Assignment: From the entries below, please output exactly the lines starting at the one containing "yakov-g, line 82: Why does this happen?" and ending at the one containing "jlpolit: I think", both included.

[Dataset excerpts]
# # # #

PR #146, opened 2020-09-28
fix encoding r issue

jlpolit:

## Summary

Fix an rpy2 issue where nans in non-float fields confuse python and it tries to encode a float column. Still more annoying R bugs to go....

### DIFF
--- a/custom_model_runner/datarobot_drum/resource/components/Python/r_fit/r_fit.py
+++ b/custom_model_runner/datarobot_drum/resource/components/Python/r_fit/r_fit.py
@@ -81,9 +81,9 @@ class RFit(ConnectableComponent):
 
         # replace any errant NaN's in object cols with None
         X_cols = X.columns
-        X_obj = X.select_dtypes(include=['object'])
-        X_obj = X_obj.where(pd.notnull(X.select_dtypes(include=['object'])), None)
-        X = pd.concat([X.select_dtypes(exclude=['object']), X_obj], axis=1)
+        X_obj = X.select_dtypes(include=["object"])
+        X_obj = X_obj.where(pd.notnull(X.select_dtypes(include=["object"])), None)
+        X = pd.concat([X.select_dtypes(exclude=["object"]), X_obj], axis=1)
         X = X[X_cols]
 
         optional_args = {}
--- a/custom_model_runner/datarobot_drum/resource/components/Python/r_fit/r_fit.py
+++ b/custom_model_runner/datarobot_drum/resource/components/Python/r_fit/r_fit.py
@@ -1,5 +1,6 @@
 import logging
 import os
+import pandas as pd
 
 from mlpiper.components.connectable_component import ConnectableComponent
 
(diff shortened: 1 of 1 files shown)


custom_model_runner/datarobot_drum/resource/components/Python/r_fit/r_fit.py
```diff
@@ -78,6 +79,13 @@ def _materialize(self, parent_data_objs, user_data):
 
         X, y, class_order, row_weights = shared_fit_preprocessing(self)
 
+        # replace any errant NaN's in object cols with None
```
yakov-g, line 82: Why does this happen?
Should we open datasets in R itself?
Or maybe data should be processed in the R fit code?

yakov-g (changes requested):

custom_model_runner/datarobot_drum/resource/components/Python/r_fit/r_fit.py
jlpolit: that's a great question.....it could be that this is an easier fix by messing with the pandas read_csv settings instead of fiddling around in r_fit- I can look into that

yakov-g: Once again, maybe `shared_fit_preprocessing` shouldn't be shared and opening data file should happen in `outer_fit` ?

Like I did it for inference. I had to move file opening into each language itself: Py/R/Java in order to add custom users's hook to open file. https://github.com/datarobot/datarobot-user-models/blob/c2df04ce6e95b5df84323b6fbeebd19964d60f82/custom_model_runner/datarobot_drum/drum/language_predictors/r_predictor/score.R#L174
May not be relevant for training, but maybe will help to solve other R-related issues you mentioned.

Also because as R - DS, I'd probably expect to see not processed data... Like NA, NaN values processed by R and not by Pandas.

Tell me what you think.

jlpolit: I think @4dahalibut and/or @meltzg  may want to weigh in on that question - I could imagine some advantages of moving the data loading into R itself, but it comes at the cost of messier debugging

meltzg: I might be on board the `move data loading into native language environment` boat.  It's probably worth floating the idea with some R people, but to me, it makes sense to parse the csv using the same tools as the model, especially since R and pandas treat dataframes differently

4dahalibut: We'd probably have to write out data then if the user supplies just one dataset file... I think thats probably going to avoid bugs though given rpy2 has already proven to be buggy.

jlpolit: alright, sounds like we move it to R. I'll close this PR and open a ticket to make that change- @4dahalibut are you talking about a case where we get a single file instead of a separate X and y file or something else?

datarobot-jarvis:
:dollar: Total cost of executing tests in Jenkins: $**1.14** USD.

PR #147, opened 2020-09-29
[RAPTOR-3643] import keras from TF in drum keras predictor

yakov-g:

## Summary
Add a check for keras model is instance of keras included into tensorflow.

### DIFF
--- a/custom_model_runner/datarobot_drum/drum/artifact_predictors/keras_predictor.py
+++ b/custom_model_runner/datarobot_drum/drum/artifact_predictors/keras_predictor.py
@@ -47,12 +47,13 @@ class KerasPredictor(ArtifactPredictor):
         try:
             import keras
             from sklearn.pipeline import Pipeline
+            from tensorflow import keras as keras_tf
 
             if isinstance(model, Pipeline):
                 # check the final estimator in the pipeline is Keras
-                if isinstance(model[-1], keras.Model):
+                if isinstance(model[-1], (keras.Model, keras_tf.Model)):
                     return True
-            elif isinstance(model, keras.Model):
+            elif isinstance(model, (keras.Model, keras_tf.Model)):
                 return True
         except Exception as e:
             self._logger.debug("Exception: {}".format(e))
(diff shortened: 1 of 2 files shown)


4dahalibut (approved):

custom_model_runner/datarobot_drum/drum/artifact_predictors/keras_predictor.py
```diff
@@ -47,12 +47,13 @@ def can_use_model(self, model):
         try:
             import keras
             from sklearn.pipeline import Pipeline
+            from tensorflow import keras as keras_tf
 
             if isinstance(model, Pipeline):
                 # check the final estimator in the pipeline is Keras
-                if isinstance(model[-1], keras.Model):
+                if isinstance(model[-1], (keras.Model, keras_tf.Model)):
```
4dahalibut, line 54: Is there any parent class they both depend on?

yakov-g: No, looks like there is no.
As I understand, Keras is API standard which can use different backends.

Starting tensorflow 2 - tensorflow implements keras.
https://blog.tensorflow.org/2018/12/standardizing-on-keras-guidance.html

So technically, tensorflow >= 2 doesn't require keras installation.

meltzg: That depends on the version of keras.  In the latest version of standalone keras, they're the same class. In the version included with the public env, the only common parent is object

meltzg (approved):

custom_model_runner/datarobot_drum/drum/artifact_predictors/keras_predictor.py
yakov-g: I see, other backends has been discontinued: https://github.com/keras-team/keras/blob/master/README.md

datarobot-jarvis:
:dollar: Total cost of executing tests in Jenkins: $**1.23** USD.

PR #148, opened 2020-09-30
fix torch template & update variety data key

jlpolit:

## Summary

Doing a dumb zero-imputation step so torch template doesn't fail on datasets w/ missing data. Also fixed the targets for a dataset in the variety samples, which should be floats not int.


yakov-g (approved):

4dahalibut (approved):

scottp-ml (approved):
LGTM

datarobot-jarvis:
:dollar: Total cost of executing tests in Jenkins: $**1.25** USD.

# # # #

Result for this exercise:
yakov-g, line 82: Why does this happen?
Should we open datasets in R itself?
Or maybe data should be processed in the R fit code?

yakov-g (changes requested):

custom_model_runner/datarobot_drum/resource/components/Python/r_fit/r_fit.py
jlpolit: that's a great question.....it could be that this is an easier fix by messing with the pandas read_csv settings instead of fiddling around in r_fit- I can look into that

yakov-g: Once again, maybe `shared_fit_preprocessing` shouldn't be shared and opening data file should happen in `outer_fit` ?

Like I did it for inference. I had to move file opening into each language itself: Py/R/Java in order to add custom users's hook to open file. https://github.com/datarobot/datarobot-user-models/blob/c2df04ce6e95b5df84323b6fbeebd19964d60f82/custom_model_runner/datarobot_drum/drum/language_predictors/r_predictor/score.R#L174
May not be relevant for training, but maybe will help to solve other R-related issues you mentioned.

Also because as R - DS, I'd probably expect to see not processed data... Like NA, NaN values processed by R and not by Pandas.

Tell me what you think.

jlpolit: I think @4dahalibut and/or @meltzg  may want to weigh in on that question - I could imagine some advantages of moving the data loading into R itself, but it comes at the cost of messier debugging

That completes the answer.